Aim of the task
The lines of the records that include "like" should all be copied.

#### Records for this exercise

PR #1162, opened 2021-09-20
Add ROCm4.0.1 support for DEEPMD-KIT 

ZeyuLi0123:
ROCm's framework was tweaked after ROCm3.3, for example, some compile options and some dependency libraries.
The default version of ROCm is 2.9. If user wants to use ROCm-4.0.1, he/she should use "-DROCM_DTK=TRUE" to change the option.  

In addtion:
1. The GELU activation function comes with TF2.5, so I removed GELU compilation from ROCm4.0.1 compilation
2. I tested it on the cluster based on ROCm4.0.1 and TF2.5 and found it was still slower than the ROCm3.3 and TF2.2 we used for our previous training. For speed of inference, the two are about the same


njzjz:
> * The GELU activation function comes with TF2.5, so I removed GELU compilation from ROCm4.0.1 compilation

Does it really work? I think we use a different name from official TF.

ZeyuLi0123:
> > * The GELU activation function comes with TF2.5, so I removed GELU compilation from ROCm4.0.1 compilation
> 
> Does it really work? I think we use a different OP name from official TF.

I didn't test this activation function, but GELU is registered in ROCM-TF-2.5

njzjz:
> > > * The GELU activation function comes with TF2.5, so I removed GELU compilation from ROCm4.0.1 compilation
> > 
> > 
> > Does it really work? I think we use a different OP name from official TF.
> 
> I didn't test this activation function, but GELU is registered in ROCM-TF-2.5

Oh I think you are right. It's registered here: https://github.com/tensorflow/tensorflow/blob/919f693420e35d00c8d0a42100837ae3718f7927/tensorflow/python/ops/nn_ops.py#L3658

njzjz:
Did you add `-DROCM_DTK=TRUE` to `setup.py`? Also, this new variable should be referred in the document.

njzjz:
I think a problem here is that we still use custom GeLU OP in the Python API. Will it cause an error?

amcadmus:
> I didn't test this activation function, but GELU is registered in ROCM-TF-2.5

Please test it and show it works. otherwise we use our customized gelu.

denghuilu:
> I think a problem here is that we still use custom GeLU OP in the Python API. Will it cause an error?

It will cause an error in rocm dtk environment. And it's unclear in cuda environment now. I think we should address the gelu function in a later PR @amcadmus @njzjz

source/cmake/FindROCM.cmake
```diff
@@ -7,11 +7,21 @@
...
 
 # define the search path
-list(APPEND ROCM_search_PATHS ${ROCM_ROOT})
-list(APPEND ROCM_search_PATHS "/opt/rocm/")
+if(ROCM_ROOT)
+  list(APPEND ROCM_SEARCH_PATHS ${ROCM_ROOT})
+else()
+  if(ROCM_DTK)
+    list(APPEND ROCM_SEARCH_PATHS "/public/software/compiler/dtk/dtk-21.04/")
+    list(APPEND ROCM_SEARCH_PATHS "/public/software/compiler/rocm/dtk-21.04/")
```
njzjz, line 15: I think these two paths should be different in different machines?

ZeyuLi0123: yes, These two paths are the rocm_dtk paths that I have seen. I put them here as the default paths if user does not give the path of ROCm. And if the ROCm_dtk's path is not in the default path-lists, he/she can use `ROCM_ROOT` to attach to path

ZeyuLi0123: yes, These two paths are the rocm_dtk paths that I have seen. I put them here as the default paths if user does not give the path of ROCm. And if the ROCm_dtk's path is not in the default path-lists, user can use ROCM_ROOT to attach to path

njzjz: Is it the default installation path? It does not look like so.

ZeyuLi0123: As a matter of fact, it is the default installation path.
On the cluster, '/opt/rocm' maybe looks like the default path. But this is the path of the version 2.9

ZeyuLi0123:
There are some problems when uses tf-2.5 by ROCm-4.0.1, and I haven't located the problem yet. I turned PR off for a while

wankiwi:
Hello, developers. Can you tell which versions of ROCm and tensorflow are supported for Deepmd-kit now? For I try to install it on a cluster with dcu.

ZeyuLi0123:
> Hello, developers. Can you tell which versions of ROCm and tensorflow are supported for Deepmd-kit now? For I try to install it on a cluster with dcu.

Rocm-2.9, tensorflow base on Rocm2.9

wankiwi:
Thanks, I will try now.

PR #1175, opened 2021-09-28
Add model compression support for se_t type descriptor

denghuilu:
With the help of @liangadam , we have added the  model compression support for the `se_t` type descriptor. The main changes are:

- Reconstruct the DPTabulate class for the support the of 'se_t' type;
- Change the op name from `TabulateFusion` to `TabulateFusionSeA` for `se_a` type;
- Add op `TabulateFusionSeT` for 'se_t' type, and put the corresponding CPU and GPU implementations in tabulate.cc and tabulate.cu;
- Add enable_model_compression method for 'se_t.py';
- The default step of 'se_t' is 10 times larger than 'se_a'.

By using the default water example benchmark system, we found that the lammps output of the se_t compressed model is consistent. And with the embedding net size setting[25, 50, 100], [4, 8, 16], the compressed model gains speedup by a factor of 20(single V100 GPU) and 12(CPU) correspondingly.

TODO:

- [ ] Add unit test for 'se_t' model compression;
- [ ] Add doc support for 'se_t' model compression;
- [ ] Fix the bug of accuracy when the last_layer_size of embedding net is equal to 8.

### DIFF
--- a/deepmd/utils/tabulate.py
+++ b/deepmd/utils/tabulate.py
@@ -4,6 +4,7 @@ import logging
 import numpy as np
 from typing import Callable
 from typing import Tuple, List
+from scipy.special import comb
 from deepmd.env import tf
 from deepmd.env import op_module
 from deepmd.common import ACTIVATION_FN_DICT
@@ -25,6 +26,8 @@ class DPTabulate():
 
     Parameters
     ----------
+    descrpt_name
+            The descriptor name of the frozen model
     model_file
             The frozen model
     type_one_side
@@ -38,6 +41,7 @@ class DPTabulate():
             The suffix of the scope
     """
     def __init__(self,
+                 descrpt_name : str,
                  model_file : str,
                  type_one_side : bool = False,
                  exclude_types : List[List[int]] = [],
@@ -47,13 +51,11 @@ class DPTabulate():
         """
         Constructor
         """
-
+        self.descrpt_name = descrpt_name
         self.model_file = model_file
         self.type_one_side = type_one_side
         self.exclude_types = exclude_types
         self.suffix = suffix
-        if self.type_one_side and len(self.exclude_types) != 0:
-            raise RuntimeError('"type_one_side" is not compatible with "exclude_types"')
         
         # functype
         if activation_fn == ACTIVATION_FN_DICT["tanh"]:
@@ -87,27 +89,21 @@ class DPTabulate():
 
         self.embedding_net_nodes = get_embedding_net_nodes_from_graph_def(self.graph_def, suffix=self.suffix)
 
-        for tt in self.exclude_types:
-            if (tt[0] not in range(self.ntypes)) or (tt[1] not in range(self.ntypes)):
-                raise RuntimeError("exclude types" + str(tt) + " must within the number of atomic types " + str(self.ntypes) + "!")
-        if (self.ntypes * self.ntypes - len(self.exclude_types) == 0):
-            raise RuntimeError("empty embedding-net are not supported in model compression!")
-        
-        self.layer_size = len(self.embedding_net_nodes) // ((self.ntypes * self.ntypes - len(self.exclude_types)) * 2)
-        self.table_size = self.ntypes * self.ntypes
-        if type_one_side :
-            self.layer_size = len(self.embedding_net_nodes) // (self.ntypes * 2)
-            self.table_size = self.ntypes
-        # self.value_type = self.embedding_net_nodes["filter_type_0/matrix_1_0"].dtype #"filter_type_0/matrix_1_0" must exit~
-        # get trained variables
+        # move it to the descriptor class
+        # for tt in self.exclude_types:
+        #     if (tt[0] not in range(self.ntypes)) or (tt[1] not in range(self.ntypes)):
+        #         raise RuntimeError("exclude types" + str(tt) + " must within the number of atomic types " + str(self.ntypes) + "!")
+        # if (self.ntypes * self.ntypes - len(self.exclude_types) == 0):
+        #     raise RuntimeError("empty embedding-net are not supported in model compression!")
+        self.layer_size = self._get_layer_size()
+        self.table_size = self._get_table_size()
+
         self.bias = self._get_bias()
         self.matrix = self._get_matrix()
 
-        for item in self.matrix["layer_" + str(self.layer_size)]:
-            if len(item) != 0:
-                self.data_type = type(item[0][0])
-                self.last_layer_size = item.shape[1]
-        # define tables
+        self.data_type  = self._get_data_type()
+        self.last_layer_size = self._get_last_layer_size()
+
         self.data = {}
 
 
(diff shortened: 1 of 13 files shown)


source/op/_tabulate_grad.py
```diff
@@ -8,12 +8,22 @@
 from deepmd.env import tf
 # from deepmd.DescrptSeATabulate import last_layer_size
 
-@ops.RegisterGradient("TabulateFusion")
-def _tabulate_fusion_grad_cc (op, dy):    
-    dy_dx, dy_df = op_module.tabulate_fusion_grad(op.inputs[0], op.inputs[1], op.inputs[2], op.inputs[3], dy, op.outputs[0])
+@ops.RegisterGradient("TabulateFusionSeA")
```
njzjz, line 11: This rename will cause model compatibility issue, though.

denghuilu: The op `TabulateFusion` are still registered in the `tabulate_multi_device.cc` just like the `DescrptSeA` in `prod_env_mat_multi_device.cc`. So I think this change should not be able to affect the inference process. For the `init-frz-model` process, I will add the Decorators `@ops.RegisterGradient("TabulateFusion")`.

njzjz: Backward compatibility is fine but forward compatibility is broken. Do we need to bump model_version?

deepmd/utils/tabulate.py
```diff
@@ -254,21 +282,26 @@ def _layer_1(self, x, w, b):
...
+                if upper < ((1 / min_nbor_dist) * sw - self.davg[ii][0]) / self.dstd[ii][0]:
+                    upper = ((1 / min_nbor_dist) * sw - self.davg[ii][0]) / self.dstd[ii][0]
+        elif self.descrpt_name == "DescrptSeT":
+            for ii in range(self.ntypes):
+                for jj in range(1, 4):
+                    var = (sw * sw) / (min_nbor_dist * min_nbor_dist * self.dstd[ii][jj] * self.dstd[ii][jj])
+                    if lower > -var:
+                        lower = -var
+                    if upper < var:
+                        upper = var
```
njzjz, line 304:
```suggestion
            var = np.square(sw / (min_nbor_dist * self.dstd[:, 1:4]))
            lower = np.max(-var)
            upper = np.min(var)
```

deepmd/utils/tabulate.py
```diff
@@ -254,21 +282,26 @@ def _layer_1(self, x, w, b):
...
-            if lower > -self.davg[ii][0] / self.dstd[ii][0]:
-                lower = -self.davg[ii][0] / self.dstd[ii][0]
-            if upper < ((1 / min_nbor_dist) * sw - self.davg[ii][0]) / self.dstd[ii][0]:
-                upper = ((1 / min_nbor_dist) * sw - self.davg[ii][0]) / self.dstd[ii][0]
+        if self.descrpt_name == "DescrptSeA":
+            for ii in range(self.ntypes):
+                if lower > -self.davg[ii][0] / self.dstd[ii][0]:
+                    lower = -self.davg[ii][0] / self.dstd[ii][0]
+                if upper < ((1 / min_nbor_dist) * sw - self.davg[ii][0]) / self.dstd[ii][0]:
+                    upper = ((1 / min_nbor_dist) * sw - self.davg[ii][0]) / self.dstd[ii][0]
```
njzjz, line 296:
```suggestion
            lower = np.max(-self.davg[:, 0] / self.dstd[:, 0])
            upper = np.min(((1 / min_nbor_dist) * sw - self.davg[:, 0]) / self.dstd[:, 0])
```

deepmd/utils/tabulate.py
```diff
@@ -139,34 +135,57 @@ def build(self,
...
-                            tt = stride1
-                        hh = vv[jj + 1][kk] - vv[jj][kk]
-                        self.data[net][jj][kk * 6 + 0] = vv[jj][kk]
-                        self.data[net][jj][kk * 6 + 1] = dd[jj][kk]
-                        self.data[net][jj][kk * 6 + 2] = 0.5 * d2[jj][kk]
-                        self.data[net][jj][kk * 6 + 3] = (1 / (2 * tt * tt * tt)) * (20 * hh - (8 * dd[jj + 1][kk] + 12 * dd[jj][kk]) * tt - (3 * d2[jj][kk] - d2[jj + 1][kk]) * tt * tt)
-                        self.data[net][jj][kk * 6 + 4] = (1 / (2 * tt * tt * tt * tt)) * (-30 * hh + (14 * dd[jj + 1][kk] + 16 * dd[jj][kk]) * tt + (3 * d2[jj][kk] - 2 * d2[jj + 1][kk]) * tt * tt)
-                        self.data[net][jj][kk * 6 + 5] = (1 / (2 * tt * tt * tt * tt * tt)) * (12 * hh - 6 * (dd[jj + 1][kk] + dd[jj][kk]) * tt + (d2[jj + 1][kk] - d2[jj][kk]) * tt * tt)
+
+        if self.descrpt_name == "DescrptSeA":
```
njzjz, line 139: I prefer something like
```py
if isinstance(self.descrpt, deepmd.descriptors.DescrptSeA):
```

source/op/_tabulate_grad.py
denghuilu: I think you are right. How should I bump the model_version?

doc/freeze/compress.md
```diff
@@ -79,3 +79,7 @@ Model compression, with little loss of accuracy, can greatly speed up MD inferen
 **Acceptable original model version**
 
 The model compression interface requires the version of deepmd-kit used in original model generation should be `2.0.0-alpha.0` or above. If one has a frozen 1.2 or 1.3 model, one can upgrade it through the `dp convert-from` interface.(eg: ```dp convert-from 1.2/1.3 -i old_frozen_model.pb -o new_frozen_model.pb```) 
+
+**Acceptable descriptor type**
+
+Note only descriptors with `se_e3_a` or `se_t` type are supported by the model compression feature.
```
njzjz, line 85: `se_e3_a` -> `se_e2_a`

`hybrid` mixed with above descriptors is also supported.

denghuilu: Sure

source/op/_tabulate_grad.py
amcadmus: update the file source/config/MODEL_VER

denghuilu: got it

liangadam:
An error ‘incompatible model version’ occurred when using the produced model.pb to run lammps.

terminate called after throwing an instance of 'std::runtime_error'
  what():  incompatable model: version 1.1 in graph, but version 1.0  supported

denghuilu:
> An error ‘incompatible model version’ occurred when using the produced model.pb to run lammps.
> 
> terminate called after throwing an instance of 'std::runtime_error' what(): incompatable model: version 1.1 in graph, but version 1.0 supported

You should manually compile the deepmd-kit c++ interface from scratch to match the 1.1 model version.

PR #1176, opened 2021-09-29
bump default LAMMPS version to `stable_29Sep2021`

njzjz:
`stable_29Sep2021` will be released today.

- [x] retry actions after it is released


amcadmus (approved):
Checked the DPLR MD output of 20210929 is identical to 20201029

PR #1200, opened 2021-10-09
add `start_pref_pf` and `limit_pref_pf` to `loss` Argument

### LINKED ISSUE #1199: "start_pref_f" not support on DeepMD-kit v2.0.1 gpu cuda 11.3
### Discussed in https://github.com/deepmodeling/deepmd-kit/discussions/1197

<div type='discussions-op-text'>

<sup>Originally posted by **Franklalalala** October  8, 2021</sup>
I saw this feature in the code, loss function, which is exactly what i'm looking for. Since my data is not from md trajectory, most of the atoms have a extremely low force. Apply this "atom prefernce" feature may greatly improve the force prediction.
I've seen this. 
https://github.com/deepmodeling/deepmd-kit/discussions/358
And checked my data with this 
https://github.com/deepmodeling/deepmd-kit/discussions/709
I've tried this feature on my cpu version, the results looks acceptable. However, I can't run it with GPU version. BUG is: ArgumentKeyError: [at location `loss`] undefined key `start_pref_pf` is not allowed in strict mode.
What can i do to implement this feature with GPU? Lower my version? If so, which version? Thanks!</div>

njzjz:
fix #1199.

### DIFF
--- a/deepmd/utils/argcheck.py
+++ b/deepmd/utils/argcheck.py
@@ -478,6 +478,8 @@ def loss_ener():
     doc_limit_pref_v = limit_pref('virial')
     doc_start_pref_ae = start_pref('atom_ener')
     doc_limit_pref_ae = limit_pref('atom_ener')
+    doc_start_pref_pf = start_pref('atom_pref')
+    doc_limit_pref_pf = limit_pref('atom_pref')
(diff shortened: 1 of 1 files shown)


Franklalalala:
Wow, so efficient! Thanks a lot!

PR #1246, opened 2021-10-27
Fix bug in transfer.py

ZhengdQin:
fix the np.frombuffer in dp transfer


ZhengdQin:
fix the np.frombuffer in dp transfer, the point is explained as follows:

########

Task solution
njzjz: Is it the default installation path? It does not look like so.
On the cluster, '/opt/rocm' maybe looks like the default path. But this is the path of the version 2.9
denghuilu: The op `TabulateFusion` are still registered in the `tabulate_multi_device.cc` just like the `DescrptSeA` in `prod_env_mat_multi_device.cc`. So I think this change should not be able to affect the inference process. For the `init-frz-model` process, I will add the Decorators `@ops.RegisterGradient("TabulateFusion")`.
njzjz, line 139: I prefer something like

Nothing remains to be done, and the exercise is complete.